» Work to complete
An exact transcript of the records is what this task asks for.
[Records supplied — start]
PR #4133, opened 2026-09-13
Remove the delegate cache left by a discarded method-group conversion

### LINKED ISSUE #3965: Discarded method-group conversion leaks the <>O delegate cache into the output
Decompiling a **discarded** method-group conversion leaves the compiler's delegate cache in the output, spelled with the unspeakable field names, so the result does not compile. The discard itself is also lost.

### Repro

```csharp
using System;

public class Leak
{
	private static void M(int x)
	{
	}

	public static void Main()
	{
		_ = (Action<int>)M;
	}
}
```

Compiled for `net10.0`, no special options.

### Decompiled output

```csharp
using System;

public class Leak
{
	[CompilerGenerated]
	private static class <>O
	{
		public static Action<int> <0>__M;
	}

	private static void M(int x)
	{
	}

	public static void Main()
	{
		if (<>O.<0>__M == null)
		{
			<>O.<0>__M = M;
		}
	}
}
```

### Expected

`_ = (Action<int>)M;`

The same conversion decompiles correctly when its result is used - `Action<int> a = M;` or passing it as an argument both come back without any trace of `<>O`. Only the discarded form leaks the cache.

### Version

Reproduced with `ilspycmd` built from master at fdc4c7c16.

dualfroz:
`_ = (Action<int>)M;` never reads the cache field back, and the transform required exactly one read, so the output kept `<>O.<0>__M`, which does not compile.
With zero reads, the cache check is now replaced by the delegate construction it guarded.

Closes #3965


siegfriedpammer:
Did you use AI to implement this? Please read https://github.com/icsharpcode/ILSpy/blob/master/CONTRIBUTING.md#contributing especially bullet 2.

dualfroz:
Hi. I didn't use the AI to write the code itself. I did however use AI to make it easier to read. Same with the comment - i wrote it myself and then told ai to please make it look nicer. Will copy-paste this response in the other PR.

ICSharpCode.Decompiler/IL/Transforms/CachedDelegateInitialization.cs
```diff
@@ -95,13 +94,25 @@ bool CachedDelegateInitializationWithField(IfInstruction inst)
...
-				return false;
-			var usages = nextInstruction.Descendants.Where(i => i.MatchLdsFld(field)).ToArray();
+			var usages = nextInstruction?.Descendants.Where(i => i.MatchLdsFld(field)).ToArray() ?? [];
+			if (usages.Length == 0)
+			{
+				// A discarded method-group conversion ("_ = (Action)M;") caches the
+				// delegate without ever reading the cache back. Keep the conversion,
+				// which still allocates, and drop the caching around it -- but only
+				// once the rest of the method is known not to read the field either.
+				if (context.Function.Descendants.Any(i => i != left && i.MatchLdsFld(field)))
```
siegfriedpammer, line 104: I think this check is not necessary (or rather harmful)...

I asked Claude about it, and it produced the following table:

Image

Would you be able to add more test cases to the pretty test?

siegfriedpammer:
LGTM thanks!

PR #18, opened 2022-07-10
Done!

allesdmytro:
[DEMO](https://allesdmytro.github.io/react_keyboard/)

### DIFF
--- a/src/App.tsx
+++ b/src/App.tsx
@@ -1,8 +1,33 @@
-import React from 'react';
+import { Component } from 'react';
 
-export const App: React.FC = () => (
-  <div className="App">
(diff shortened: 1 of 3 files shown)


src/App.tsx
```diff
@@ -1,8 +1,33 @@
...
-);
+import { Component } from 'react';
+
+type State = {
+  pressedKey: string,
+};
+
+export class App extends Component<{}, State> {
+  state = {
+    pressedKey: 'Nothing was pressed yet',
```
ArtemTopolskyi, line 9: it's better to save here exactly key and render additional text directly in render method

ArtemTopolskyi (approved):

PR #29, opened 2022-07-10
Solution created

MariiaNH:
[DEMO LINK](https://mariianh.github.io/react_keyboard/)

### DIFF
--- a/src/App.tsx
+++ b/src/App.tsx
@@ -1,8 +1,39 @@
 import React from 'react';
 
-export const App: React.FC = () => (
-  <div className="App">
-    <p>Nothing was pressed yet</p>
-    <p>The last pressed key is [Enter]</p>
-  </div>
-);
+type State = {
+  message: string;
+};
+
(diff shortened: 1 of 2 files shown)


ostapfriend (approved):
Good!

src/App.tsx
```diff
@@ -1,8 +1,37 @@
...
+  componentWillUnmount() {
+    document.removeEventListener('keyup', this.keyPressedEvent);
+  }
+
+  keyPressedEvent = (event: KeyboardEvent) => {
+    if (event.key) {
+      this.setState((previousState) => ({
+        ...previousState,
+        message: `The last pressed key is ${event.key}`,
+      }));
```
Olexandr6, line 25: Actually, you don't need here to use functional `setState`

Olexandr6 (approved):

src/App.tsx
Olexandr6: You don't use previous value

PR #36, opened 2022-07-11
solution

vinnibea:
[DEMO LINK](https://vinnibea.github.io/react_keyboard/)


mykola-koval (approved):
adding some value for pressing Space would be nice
[Records supplied — finish]
» Exercise output
PR #4133, opened 2026-09-13
Remove the delegate cache left by a discarded method-group conversion

### LINKED ISSUE #3965: Discarded method-group conversion leaks the <>O delegate cache into the output
Decompiling a **discarded** method-group conversion leaves the compiler's delegate cache in the output, spelled with the unspeakable field names, so the result does not compile. The discard itself is also lost.

### Repro

```csharp
using System;

public class Leak
{
	private static void M(int x)
	{
	}

	public static void Main()
	{
		_ = (Action<int>)M;
	}
}
```

Compiled for `net10.0`, no special options.

### Decompiled output

```csharp
using System;

public class Leak
{
	[CompilerGenerated]
	private static class <>O
	{
		public static Action<int> <0>__M;
	}

	private static void M(int x)
	{
	}

	public static void Main()
	{
		if (<>O.<0>__M == null)
		{
			<>O.<0>__M = M;
		}
	}
}
```

### Expected

`_ = (Action<int>)M;`

The same conversion decompiles correctly when its result is used - `Action<int> a = M;` or passing it as an argument both come back without any trace of `<>O`. Only the discarded form leaks the cache.

### Version

Reproduced with `ilspycmd` built from master at fdc4c7c16.

dualfroz:
`_ = (Action<int>)M;` never reads the cache field back, and the transform required exactly one read, so the output kept `<>O.<0>__M`, which does not compile.
With zero reads, the cache check is now replaced by the delegate construction it guarded.

Closes #3965


siegfriedpammer:
Did you use AI to implement this? Please read https://github.com/icsharpcode/ILSpy/blob/master/CONTRIBUTING.md#contributing especially bullet 2.

dualfroz:
Hi. I didn't use the AI to write the code itself. I did however use AI to make it easier to read. Same with the comment - i wrote it myself and then told ai to please make it look nicer. Will copy-paste this response in the other PR.

ICSharpCode.Decompiler/IL/Transforms/CachedDelegateInitialization.cs
```diff
@@ -95,13 +94,25 @@ bool CachedDelegateInitializationWithField(IfInstruction inst)
...
-				return false;
-			var usages = nextInstruction.Descendants.Where(i => i.MatchLdsFld(field)).ToArray();
+			var usages = nextInstruction?.Descendants.Where(i => i.MatchLdsFld(field)).ToArray() ?? [];
+			if (usages.Length == 0)
+			{
+				// A discarded method-group conversion ("_ = (Action)M;") caches the
+				// delegate without ever reading the cache back. Keep the conversion,
+				// which still allocates, and drop the caching around it -- but only
+				// once the rest of the method is known not to read the field either.
+				if (context.Function.Descendants.Any(i => i != left && i.MatchLdsFld(field)))
```
siegfriedpammer, line 104: I think this check is not necessary (or rather harmful)...

I asked Claude about it, and it produced the following table:

Image

Would you be able to add more test cases to the pretty test?

siegfriedpammer:
LGTM thanks!

PR #18, opened 2022-07-10
Done!

allesdmytro:
[DEMO](https://allesdmytro.github.io/react_keyboard/)

### DIFF
--- a/src/App.tsx
+++ b/src/App.tsx
@@ -1,8 +1,33 @@
-import React from 'react';
+import { Component } from 'react';
 
-export const App: React.FC = () => (
-  <div className="App">
(diff shortened: 1 of 3 files shown)


src/App.tsx
```diff
@@ -1,8 +1,33 @@
...
-);
+import { Component } from 'react';
+
+type State = {
+  pressedKey: string,
+};
+
+export class App extends Component<{}, State> {
+  state = {
+    pressedKey: 'Nothing was pressed yet',
```
ArtemTopolskyi, line 9: it's better to save here exactly key and render additional text directly in render method

ArtemTopolskyi (approved):

PR #29, opened 2022-07-10
Solution created

MariiaNH:
[DEMO LINK](https://mariianh.github.io/react_keyboard/)

### DIFF
--- a/src/App.tsx
+++ b/src/App.tsx
@@ -1,8 +1,39 @@
 import React from 'react';
 
-export const App: React.FC = () => (
-  <div className="App">
-    <p>Nothing was pressed yet</p>
-    <p>The last pressed key is [Enter]</p>
-  </div>
-);
+type State = {
+  message: string;
+};
+
(diff shortened: 1 of 2 files shown)


ostapfriend (approved):
Good!

src/App.tsx
```diff
@@ -1,8 +1,37 @@
...
+  componentWillUnmount() {
+    document.removeEventListener('keyup', this.keyPressedEvent);
+  }
+
+  keyPressedEvent = (event: KeyboardEvent) => {
+    if (event.key) {
+      this.setState((previousState) => ({
+        ...previousState,
+        message: `The last pressed key is ${event.key}`,
+      }));
```
Olexandr6, line 25: Actually, you don't need here to use functional `setState`

Olexandr6 (approved):

src/App.tsx
Olexandr6: You don't use previous value

PR #36, opened 2022-07-11
solution

vinnibea:
[DEMO LINK](https://vinnibea.github.io/react_keyboard/)


mykola-koval (approved):
adding some value for pressing Space would be nice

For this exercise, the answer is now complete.